### Task to carry out
Count the lines in the following data that include "table". Please write only the number.

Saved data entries

PR #245, opened 2020-03-17
fix(mqtt): fix eslint and support mqtt subscribe function

haimrait:


package.json
```diff
@@ -17,7 +17,7 @@
   "scripts": {
     "pretest": "./scripts/build_peg.sh",
     "test": "./scripts/run_tests.sh",
-    "lint:js": "eslint --max-warnings=0 ./src/ ./examples/ ./test/unit_tests ./index.js -f table --ext .js --ext .jsx",
+    "lint:js": "eslint --max-warnings=0 ./src/ ./examples/ ./test/unit_tests ./index.js -f table --ext .js --ext .jsx --fix",
```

### Result below
2